Protecting marriage

Protecting marriage

The New York Times' David E. Kirkpatrick provided some of the creepier details about Ohio's ballot measure banning same-sex marriage and civil unions:

The strongest argument that Christian conservatives played a decisive role in the election came in Ohio, where a ballot measure to ban same-sex marriage passed by an overwhelming margin. Conservatives said the proposal increased conservative turnout and helped Mr. Bush win a narrow, pivotal victory.

Phil Burress, the veteran Christian conservative organizer who headed the effort to pass the measure, said his campaign registered tens of thousands of voters, distributed 2.5 million church bulletin inserts and passed out 20,000 yard signs. His group called 2.9 million homes, he said, identifying 850,000 strong supporters whom it called again on Monday as a reminder to go to the polls.

The most disturbing nugget there is probably the 20,000 yard signs. Think about that: 20,000 people so riled up about their opposition to civil unions that they wanted to stake a sign in their front lawns.
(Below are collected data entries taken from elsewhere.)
PR #6056, opened 2024-09-19
Test enabling lib injection kubernetes tests

randomanderson:

### DIFF
--- a/.gitlab-ci.yml
+++ b/.gitlab-ci.yml
@@ -7,7 +7,7 @@ stages:
   - benchmarks
 
 include:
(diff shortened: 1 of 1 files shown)


andrewlock (commented):
FYI, I manually triggered an Azure Devops build [here](https://dev.azure.com/datadoghq/dd-trace-dotnet/_build/results?buildId=164648&view=results) so that the SSI artifacts can be created. 

Not building for edits to this made more sense once upon a time, but now it's a bit of a pain when you're doing work like this... Hopefully unblocks your test anyway

randomanderson:
@andrewlock it built fine before. This PR was unnecessarily left open

PR #6074, opened 2024-09-24
Switch .NET tracer to injecting both base64 & binary headers

veerbia:
## Summary of changes
- Switch .NET tracer to injecting both base64 & binary headers
- Binary headers can be disabled via a config variable: DD_DATA_STREAMS_LEGACY_HEADERS=false (defaults to true)
- .NET tracer, when extracting the context from headers looks at both base64 & binary headers

## Reason for change
Data Streams previously used binary encoding in Kafka headers. This was causing issues in cross language communication because of the difference in negative byte handling. That’s why we switched to base64 encoding.
Today, .NET is the only remaining tracer using binary encoding for Kafka, SQS & RabbitMQ.

This is causing 3 issues:
- Communication between .NET & Java breaks, since Java doesn’t support negative bytes in Kafka headers
- Manual instrumentation breaks between .NET and any other language, since manual instrumentation uses base64 encoding
- .NET can’t consume payloads from any other tracers, since the other tracers encode in base64

Also, byte headers are causing a crash of the [.NET application](https://datadog.zendesk.com/agent/tickets/1824351) (not reproduced yet).

## Implementation details
- Injects base64-encoded headers by default to ensure cross-language compatibility.
- Binary headers are injected only if `DD_DATA_STREAMS_LEGACY_HEADERS` (default: true) is enabled for backward compatibility.
- Prefers base64 headers for extraction. If base64 is unavailable or malformed, it falls back to binary headers when legacy headers are enabled.
- A new configuration setting DD_DATA_STREAMS_LEGACY_HEADERS controls whether binary headers are included.

## Test coverage
I've added tests for the following cases:
- Inject_WhenLegacyHeadersDisabled_DoesNotIncludeBinaryHeader 
    - Ensures that when legacy headers are disabled, the binary header is not included in the injected headers.

- Extract_WhenBothHeadersPresent_PrefersBase64Header
    - Confirms that when both Base64 and binary headers are present, the Base64 header is preferred for extraction.

- InjectedHeaders_HaveCorrectFormat
    - Validates that injected headers are in the correct format, especially checking if the Base64-encoded header is valid and correctly decoded.

- InjectHeaders_WhenLegacyHeadersDisabled_DoesNotIncludeLegacyHeader 
    - Ensures that legacy headers are excluded when legacy header support is disabled.

- Inject_WhenLegacyHeadersEnabled_IncludesBothHeaders 
    - Confirms that both Base64 and binary headers are injected when legacy header support is enabled.

- Extract_WhenBase64HeaderIsMalformed_ReturnsFallbackToBinary 
    - Verifies that if the Base64 header is malformed, the system falls back to using the binary header for extraction.


lucaspimentel:
Does this PR replace #6012?

tracer/src/Datadog.Trace/ClrProfiler/AutoInstrumentation/AWS/SQS/ContextPropagation.cs
```diff
@@ -26,8 +26,21 @@ private static void Inject<TMessageRequest>(SpanContext context, IDictionary mes
...
-            dataStreamsManager?.InjectPathwayContext(context.PathwayContext, AwsSqsHeadersAdapters.GetInjectionAdapter(sb));
+
+            if (dataStreamsManager != null && dataStreamsManager.IsEnabled && context.PathwayContext != null)
+            {
+                var base64EncodedContext = Convert.ToBase64String(PathwayContextEncoder.Encode(context.PathwayContext.Value));
+                sb.AppendFormat("\"{0}\":\"{1}\",", DataStreamsPropagationHeaders.PropagationKeyBase64, base64EncodedContext);
+
+                if (Tracer.Instance.Settings.IsDataStreamsLegacyHeadersEnabled)
+                {
+                    var binaryEncodedContext = Convert.ToBase64String(PathwayContextEncoder.Encode(context.PathwayContext.Value));
```
lucaspimentel, line 39: Isn't this injecting the same as above by using `Convert.ToBase64String`?

tracer/src/Datadog.Trace/Configuration/ImmutableDynamicSettings.cs
```diff
@@ -20,6 +20,8 @@ internal class ImmutableDynamicSettings : IEquatable<ImmutableDynamicSettings>
 
         public bool? DataStreamsMonitoringEnabled { get; init; }
 
+        public bool? DataStreamsLegacyHeadersEnabled { get; init; }
```
lucaspimentel, line 23: "Dynamic" settings are used for that is now called Remote Configuring. We don't need to add this here unless you're going to support changing this setting via remote config.

tracer/src/Datadog.Trace/Configuration/ImmutableTracerSettings.cs
```diff
@@ -528,6 +530,11 @@ internal ImmutableTracerSettings(TracerSettings settings, bool unusedParamNotToU
         /// </summary>
         internal bool IsDataStreamsMonitoringEnabled => DynamicSettings.DataStreamsMonitoringEnabled ?? _isDataStreamsMonitoringEnabled;
 
+        /// <summary>
+        /// Gets a value indicating whether data streams monitoring legacy headers are enabled or not.
+        /// </summary>
+        internal bool IsDataStreamsLegacyHeadersEnabled => DynamicSettings.DataStreamsLegacyHeadersEnabled ?? _isDataStreamsLegacyHeadersEnabled;
```
lucaspimentel, line 536: If you remove this from `DynamicSettings` (see my other comment), then you can remove the `_isDataStreamsLegacyHeadersEnabled` and convert `IsDataStreamsLegacyHeadersEnabled` into a get-only property (like the ones with `{ get; }` below).

tracer/src/Datadog.Trace/DataStreamsMonitoring/DataStreamsContextPropagator.cs
```diff
@@ -31,7 +34,13 @@ public void Inject<TCarrier>(PathwayContext context, TCarrier headers)
     {
         if (headers is null) { ThrowHelper.ThrowArgumentNullException(nameof(headers)); }
 
-        headers.Add(DataStreamsPropagationHeaders.PropagationKey, PathwayContextEncoder.Encode(context));
+        var base64EncodedContext = Convert.ToBase64String(PathwayContextEncoder.Encode(context));
```
lucaspimentel, line 37: You could call `PathwayContextEncoder.Encode(context)` only once and re-use that value for both headers instead of doing the work twice and allocating an additional `byte[]`.

tracer/src/Datadog.Trace/DataStreamsMonitoring/DataStreamsManager.cs
```diff
@@ -73,7 +73,9 @@ public async Task DisposeAsync()
     /// </summary>
     public PathwayContext? ExtractPathwayContext<TCarrier>(TCarrier headers)
         where TCarrier : IBinaryHeadersCollection
-        => IsEnabled ? DataStreamsContextPropagator.Instance.Extract(headers) : null;
+    {
+        return IsEnabled ? DataStreamsContextPropagator.Instance.Extract(headers) : null;
+    }
```
lucaspimentel, line 78: Any reason to revert back to the older syntax? If not, do you mind reverting this change?

tracer/src/Datadog.Trace/DataStreamsMonitoring/DataStreamsManager.cs
```diff
@@ -83,16 +85,12 @@ public async Task DisposeAsync()
     public void InjectPathwayContext<TCarrier>(PathwayContext? context, TCarrier headers)
         where TCarrier : IBinaryHeadersCollection
     {
-        if (!IsEnabled)
+        if (!IsEnabled || context is null)
```
lucaspimentel, line 88: 👍

tracer/src/Datadog.Trace/TracerManager.cs
```diff
@@ -29,6 +29,8 @@
 using Datadog.Trace.Sampling;
 using Datadog.Trace.Telemetry;
 using Datadog.Trace.Util.Http;
+using Datadog.Trace.VendoredMicrosoftCode.System.Reflection.Metadata;
+using Datadog.Trace.Vendors.dnlib.DotNet.Writer;
```
lucaspimentel, line 33: Looks like these two lines were added by mistake. Mind reverting them?

veerbia: Thank you, removed them.

tracer/test/Datadog.Trace.Tests/DataStreamsMonitoring/DataStreamsContextPropagatorTests.cs
```diff
@@ -38,6 +38,43 @@ public void CanRoundTripPathwayContext()
...
+            DateTimeOffset.UtcNow.AddSeconds(-5).ToUnixTimeNanoseconds(),
+            DateTimeOffset.UtcNow.ToUnixTimeNanoseconds());
+
+        DataStreamsContextPropagator.Instance.Inject(context, headers);
+
+        headers.Values.Should().ContainKey(DataStreamsPropagationHeaders.PropagationKeyBase64);
+        headers.Values[DataStreamsPropagationHeaders.PropagationKeyBase64].Should().NotBeNullOrEmpty();
+
+        headers.Values.Should().ContainKey(DataStreamsPropagationHeaders.PropagationKey);
+        headers.Values[DataStreamsPropagationHeaders.PropagationKey].Should().NotBeNullOrEmpty();
```
lucaspimentel, line 56: You should also add a test that the legacy header is _not_ injected when disabled.

And you'll probably also want to add tests that assert the headers (both old and new) contain the data we expect and in the correct format. I don't see any tests for that here (the existing round-tripping is not enough to ensure the format is compatible across tracers).

tracer/src/Datadog.Trace/Configuration/ImmutableDynamicSettings.cs
piochelepiotr: 👍 I think we don't need to add it to remote configuration.

tracer/src/Datadog.Trace/DataStreamsMonitoring/DataStreamsManager.cs
veerbia: Agreed, moved to newer syntax

tracer/src/Datadog.Trace/ClrProfiler/AutoInstrumentation/AWS/SQS/ContextPropagation.cs
lucaspimentel: If that's intentional, then you can save the result of `Convert.ToBase64String(PathwayContextEncoder.Encode(context.PathwayContext.Value))` and re-use it to avoid the extra work and heap allocations.

tracer/src/Datadog.Trace/Configuration/ConfigurationKeys.cs
```diff
@@ -760,6 +760,13 @@ internal static class DataStreamsMonitoring
             /// </summary>
             /// <see cref="TracerSettings.IsDataStreamsMonitoringEnabled"/>
             public const string Enabled = "DD_DATA_STREAMS_ENABLED";
+
+            /// <summary>
+            /// Configuration key for enabling legacy binary headers in Data Streams Monitoring.
+            /// Default is true.
+            /// </summary>
+             /// <see cref="TracerSettings.IsDataStreamsLegacyHeadersEnabled"/>
+            public const string LegacyHeadersEnabled = "DD_DATA_STREAMS_LEGACY_HEADERS";
```
bouwkast, line 769: Has this been added to https://github.com/DataDog/dd-go/blob/prod/trace/apps/tracer-telemetry-intake/telemetry-payload/static/config_norm_rules.json?

bouwkast (commented):
I think Lucas' comments still need to be resolved.

tracer/src/Datadog.Trace/Configuration/TracerSettings.cs
```diff
@@ -961,6 +965,11 @@ public bool DiagnosticSourceEnabled
         /// </summary>
         internal bool IsDataStreamsMonitoringEnabled { get; }
 
+        /// <summary>
+        /// Gets a value indicating whether to inject legacy binary headers for Data Streams.
+        /// </summary>
+        public bool IsDataStreamsLegacyHeadersEnabled { get; }
```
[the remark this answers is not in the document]
veerbia: Thanks, switched to internal

tracer/src/Datadog.Trace/ClrProfiler/AutoInstrumentation/AWS/SQS/ContextPropagation.cs
veerbia: Fixed to inject different values (binary and base64) based on header

tracer/src/Datadog.Trace/DataStreamsMonitoring/DataStreamsContextPropagator.cs
```diff
@@ -31,7 +34,14 @@ public void Inject<TCarrier>(PathwayContext context, TCarrier headers)
     {
         if (headers is null) { ThrowHelper.ThrowArgumentNullException(nameof(headers)); }
 
-        headers.Add(DataStreamsPropagationHeaders.PropagationKey, PathwayContextEncoder.Encode(context));
+        var encodedBytes = PathwayContextEncoder.Encode(context);
+        var base64EncodedContext = Convert.ToBase64String(encodedBytes);
+        headers.Add(DataStreamsPropagationHeaders.PropagationKeyBase64, Encoding.UTF8.GetBytes(base64EncodedContext));
```
lucaspimentel, line 39: In newer versions of .NET there's a method that converts from bytes into UTF-8 encoded base-64 bytes while skipping the intermediate string: `Base64.EncodeToUtf8` ([docs](https://learn.microsoft.com/en-us/dotnet/api/system.buffers.text.base64.encodetoutf8)). We have the code [in our repo](https://github.com/DataDog/dd-trace-dotnet/blob/bd582eb71638575c00fe904ee1b3a0a563de77d0/tracer/src/Datadog.Trace/Vendors/System.Memory/Buffers/Text/Base64.cs#L578) so we can use it from any version of .NET.

It will look something like:
```csharp
var encodedBytes = PathwayContextEncoder.Encode(context);

int base64Length = ((encodedBytes.Length + 2) / 3) * 4;
byte[] base64EncodedContextBytes = new byte[base64Length];
var status = Base64.EncodeToUtf8(encodedBytes , base64EncodedContextBytes, out _, out _);
// TODO: check that status == OperationStatus.Done

headers.Add(DataStreamsPropagationHeaders.PropagationKeyBase64, base64EncodedContextBytes);
```

tracer/src/Datadog.Trace/DataStreamsMonitoring/DataStreamsContextPropagator.cs
```diff
@@ -45,9 +55,41 @@ public void Inject<TCarrier>(PathwayContext context, TCarrier headers)
...
 
-        var bytes = headers.TryGetLastBytes(DataStreamsPropagationHeaders.PropagationKey);
+        // Try to extract from the base64 header first
+        var base64Bytes = headers.TryGetLastBytes(DataStreamsPropagationHeaders.PropagationKeyBase64);
+        if (base64Bytes is { Length: > 0 })
+        {
+            try
+            {
+                var base64String = Encoding.UTF8.GetString(base64Bytes);
+                var decodedBytes = Convert.FromBase64String(base64String);
```
lucaspimentel, line 65: Similar to my comment above, but with `Base64.DecodeFromUtf8` ([docs](https://learn.microsoft.com/en-us/dotnet/api/system.buffers.text.base64.decodefromutf8)), you can skip the intermedia string.

veerbia: Thanks, moved this one over to the new direct byte conversion method as well to avoid intermediate string allocation.

tracer/src/Datadog.Trace/ClrProfiler/AutoInstrumentation/AWS/SQS/ContextPropagation.cs
```diff
@@ -26,8 +26,22 @@ private static void Inject<TMessageRequest>(SpanContext context, IDictionary mes
...
+
+            if (dataStreamsManager != null && dataStreamsManager.IsEnabled && context.PathwayContext != null)
+            {
+                var encodedBytes = PathwayContextEncoder.Encode(context.PathwayContext.Value);
+                var base64EncodedContext = Convert.ToBase64String(encodedBytes);
+                sb.AppendFormat("\"{0}\":\"{1}\",", DataStreamsPropagationHeaders.PropagationKeyBase64, base64EncodedContext);
+
+                if (Tracer.Instance.Settings.IsDataStreamsLegacyHeadersEnabled)
+                {
+                    var binaryContext = Encoding.UTF8.GetString(encodedBytes);
```
lucaspimentel, line 40: Are the bytes in `encodedBytes` guaranteed to be valid UTF-8 bytes for you to convert them directly into a string like this?

tracer/src/Datadog.Trace/DataStreamsMonitoring/DataStreamsContextPropagator.cs
```diff
@@ -31,7 +36,24 @@ public void Inject<TCarrier>(PathwayContext context, TCarrier headers)
...
+        var encodedBytes = PathwayContextEncoder.Encode(context);
+
+        int base64Length = ((encodedBytes.Length + 2) / 3) * 4;
+        byte[] base64EncodedContextBytes = new byte[base64Length];
+        var status = Base64.EncodeToUtf8(encodedBytes, base64EncodedContextBytes, out _, out int bytesWritten);
+
+        if (status != OperationStatus.Done)
+        {
+            Log.Error("Failed to encode Data Streams context to Base64. OperationStatus: {Status}", status);
+            throw new InvalidOperationException($"Base64 encoding failed with status: {status}");
```
lucaspimentel, line 48: Are we handling this exception somewhere? If not, consider _not_ throwing and instead simply logging the error and not injecting the headers, otherwise we may break user's applications (big no-no).

tracer/src/Datadog.Trace/DataStreamsMonitoring/DataStreamsContextPropagator.cs
```diff
@@ -31,7 +36,24 @@ public void Inject<TCarrier>(PathwayContext context, TCarrier headers)
...
+        }
+
+        headers.Add(DataStreamsPropagationHeaders.PropagationKeyBase64, base64EncodedContextBytes.AsSpan(0, bytesWritten).ToArray());
```
lucaspimentel, line 51: Oops. Now this `ToArray` will allocate a new byte array. I think in most cases `bytesWritten` will be equal to `base64EncodedContextBytes.Length`, so you can use `base64EncodedContextBytes` directly. Maybe add a check in case they are not equal.

Roughly:
```csharp
if (bytesWritten == base64EncodedContextBytes.Length)
{
    headers.Add(DataStreamsPropagationHeaders.PropagationKeyBase64, base64EncodedContextBytes);
}
else
{
    // allocates a new byte array
    headers.Add(DataStreamsPropagationHeaders.PropagationKeyBase64, base64EncodedContextBytes.AsSpan(0, bytesWritten).ToArray());
}
```

Sorry for being so fussy, but we take heap allocations (and their effect on user's apps) very seriously in the tracer 😅

tracer/src/Datadog.Trace/DataStreamsMonitoring/DataStreamsContextPropagator.cs
```diff
@@ -45,9 +67,49 @@ public void Inject<TCarrier>(PathwayContext context, TCarrier headers)
...
+                var status = Base64.DecodeFromUtf8(base64Bytes, decodedBytes, out _, out int bytesWritten);
 
-        return bytes is { } ? PathwayContextEncoder.Decode(bytes) : null;
+                if (status != OperationStatus.Done)
+                {
+                    Log.Error("Failed to decode Base64 data streams context. OperationStatus: {Status}", status);
+                }
+                else
+                {
+                    return PathwayContextEncoder.Decode(decodedBytes.AsSpan(0, bytesWritten).ToArray());
```
lucaspimentel, line 87: Similar comment as above about using `Span<byte>.ToArray()` which always allocates a new byte array.

tracer/src/Datadog.Trace/DataStreamsMonitoring/DataStreamsContextPropagator.cs
veerbia: Thanks, switched to logging error instead.

tracer/src/Datadog.Trace/DataStreamsMonitoring/DataStreamsContextPropagator.cs
```diff
@@ -31,7 +36,23 @@ public void Inject<TCarrier>(PathwayContext context, TCarrier headers)
...
-        headers.Add(DataStreamsPropagationHeaders.PropagationKey, PathwayContextEncoder.Encode(context));
+        var encodedBytes = PathwayContextEncoder.Encode(context);
+
+        int base64Length = ((encodedBytes.Length + 2) / 3) * 4;
+        byte[] base64EncodedContextBytes = new byte[base64Length];
+        var status = Base64.EncodeToUtf8(encodedBytes, base64EncodedContextBytes, out _, out int bytesWritten);
+
+        if (status != OperationStatus.Done)
+        {
+            Log.Error("Failed to encode Data Streams context to Base64. OperationStatus: {Status}", status);
```
lucaspimentel, line 47: I think you want to bailed out here after logging the error. You were throwing an exception before, which I suggested you remove, but should you add a `return` now so the code below doesn't try to add the headers?

veerbia: Ah, good catch, thank you. Just added the return.

tracer/src/Datadog.Trace/DataStreamsMonitoring/DataStreamsContextPropagator.cs
veerbia: Agreed, migrated to your suggestion.

tracer/src/Datadog.Trace/DataStreamsMonitoring/DataStreamsContextPropagator.cs
veerbia: Agreed, migrated here as well.

tracer/src/Datadog.Trace/ClrProfiler/AutoInstrumentation/AWS/SQS/ContextPropagation.cs
```diff
@@ -26,8 +26,21 @@ private static void Inject<TMessageRequest>(SpanContext context, IDictionary mes
...
+
+            if (dataStreamsManager != null && dataStreamsManager.IsEnabled && context.PathwayContext != null)
+            {
+                var encodedBytes = PathwayContextEncoder.Encode(context.PathwayContext.Value);
+                var base64EncodedContext = Convert.ToBase64String(encodedBytes);
+                sb.AppendFormat("\"{0}\":\"{1}\",", DataStreamsPropagationHeaders.PropagationKeyBase64, base64EncodedContext);
+
+                if (Tracer.Instance.Settings.IsDataStreamsLegacyHeadersEnabled)
+                {
+                    sb.AppendFormat("\"{0}\":\"{1}\",", DataStreamsPropagationHeaders.PropagationKey, base64EncodedContext);
```
bouwkast, line 40: Is this supposed to be `base64EncodedContext` or `encodedBytes`?  Right now there isn't anything different except for the key name
ex)

```suggestion
                    sb.AppendFormat("\"{0}\":\"{1}\",", DataStreamsPropagationHeaders.PropagationKey, encodedBytes);
```

tracer/src/Datadog.Trace/DataStreamsMonitoring/DataStreamsContextPropagator.cs
```diff
@@ -31,7 +36,30 @@ public void Inject<TCarrier>(PathwayContext context, TCarrier headers)
     {
         if (headers is null) { ThrowHelper.ThrowArgumentNullException(nameof(headers)); }
 
-        headers.Add(DataStreamsPropagationHeaders.PropagationKey, PathwayContextEncoder.Encode(context));
+        var encodedBytes = PathwayContextEncoder.Encode(context);
+
+        int base64Length = ((encodedBytes.Length + 2) / 3) * 4;
```
bouwkast, line 41: Could you add a comment here for why we are doing `+2 / 3 * 4`? As a reader I can't easily tell

 `((encodedBytes.Length + 2) / 3) * 4;`

tracer/src/Datadog.Trace/DataStreamsMonitoring/DataStreamsContextPropagator.cs
bouwkast: Forget to push the `return` maybe as I'm not seeing it?

tracer/src/Datadog.Trace/DataStreamsMonitoring/DataStreamsContextPropagator.cs
```diff
@@ -45,9 +73,57 @@ public void Inject<TCarrier>(PathwayContext context, TCarrier headers)
...
         if (headers is null) { ThrowHelper.ThrowArgumentNullException(nameof(headers)); }
 
-        var bytes = headers.TryGetLastBytes(DataStreamsPropagationHeaders.PropagationKey);
+        // Try to extract from the base64 header first
+        var base64Bytes = headers.TryGetLastBytes(DataStreamsPropagationHeaders.PropagationKeyBase64);
+        if (base64Bytes is { Length: > 0 })
+        {
+            try
+            {
+                int decodedLength = (base64Bytes.Length * 3) / 4;
```
bouwkast, line 82: Same thing as earlier if you could just document what the `* 3 / 4` is doing.

Also more curious as it doesn't have the `/2` as the encoding one did (not saying that is an issue, just hard to tell what the purpose is)

bouwkast (changes requested):
Couple of minor things, but looking good!

Feel free to ping on Slack for re-review :)

tracer/src/Datadog.Trace/ClrProfiler/AutoInstrumentation/AWS/SQS/ContextPropagation.cs
veerbia: Great question! Yes, this is intended. I'd discussed this with Lucas briefly on slack but it is essentially because we want to support both the old and new key names for backwards compatibility.

bouwkast: Great!
Could we add a comment then here saying that :)

bouwkast (approved):
Thanks you!

piochelepiotr (approved):

lucaspimentel (approved):

veerbia:
There are currently some CI issues with forks for the dotnet tracer. I will close this PR and open an identical PR which uses a distinct branch as opposed to a fork. You can find the new PR [here](https://github.com/DataDog/dd-trace-dotnet/pull/6257)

There may not be 20,000 same-sex couples in all of Ohio looking to get married, but there are 20,000 people who considered this issue of prime importance during the election.

What on earth did those yard signs say?

If they were honest, they would have said something Fred Phelpsian — something that captured the essence of Ohio's campaign against gay couples, like "God hates your kind of love" or "Legal limits on love. Vote yes."

But the yard signs — like the whole Ohio campaign and the entire presidential race — probably weren't that honest. They likely didn't present their explicit prejudice quite so explicitly. They likely used the same generic, innocuous-seeming euphemism of "protecting marriage."

Who would argue against "protecting marriage"? Even those of us who've had unpleasant experiences with the institution recognize that marriage itself, in the abstract, is not to blame.

I you can successfully frame any campaign as a vote for or against "marriage," you're bound to win with an overwhelming majority. Even if the substance of the vote has little or nothing to do with being for or against marriage itself.

This is one of the big lessons that the radical clerics, the American ayatollahs and the other enemies of freedom have learned from their successful campaigns in 11 states to "protect marriage" from the pink menace of same-sex love.

And they're not nearly done yet. As the AP's David Crary reports, they've only just gotten started limiting freedom with a list of proposals sold under the name of "protecting marriage."

"When you talk about protecting marriage, you need to talk about divorce,'' said Bryce Christensen, a Southern Utah University professor who writes frequently about family issues.

While Christensen doesn't oppose the campaign to enact state and federal bans on gay marriage, he worries it's distracting from immediate threats to marriage's place in society.

"If those initiatives are part of a broader effort to reaffirm lifetime fidelity in marriage, they're worthwhile,'' he said. "If they're isolated — if we don't address cohabitation and casual divorce and deliberate childlessness — then I think they're futile and will be brushed aside.''

Christenson wants legislative initiatives to "address cohabitation." That would likely involve rewriting your lease, your local zoning laws, tax structure and EEOC rules. But even all that wouldn't be as intrusive and frightening as his concern about "deliberate childlessness," which sounds like something from A Handmaid's Tale.

I'm not sure how Christenson arrives at the idea that "deliberate childlessness" is somehow a threat to marriage, but consider what might be involved in any "initiative" to fight it. Christenson apparently wants to overturn Griswold v. Connecticut, the 1965 Supreme Court ruling that reaffirmed the right to marital privacy and struck down state laws banning the use of birth control.

The court's argument in that decision had to do with the right to privacy — a right that folks like Christenson and Sen. Rick Santorum, R-Pa., have argued is an unconstitutional myth. Santorum and Christenson call themselves "conservative," but any policy restricting "deliberate childlessness" would require an expansive, intrusive increase in government — inviting its regulatory and police powers to take jurisdiction over the most intimate decisions of married couples.

In the name of "protecting marriage," Christenson would create the mirror-image of China's one-child policy. Yet he tosses off such ideas nonchalantly, realizing that no one will pay attention to the fascist details of his agenda as long as he glosses them over with the rhetorical sheen of "marriage protection."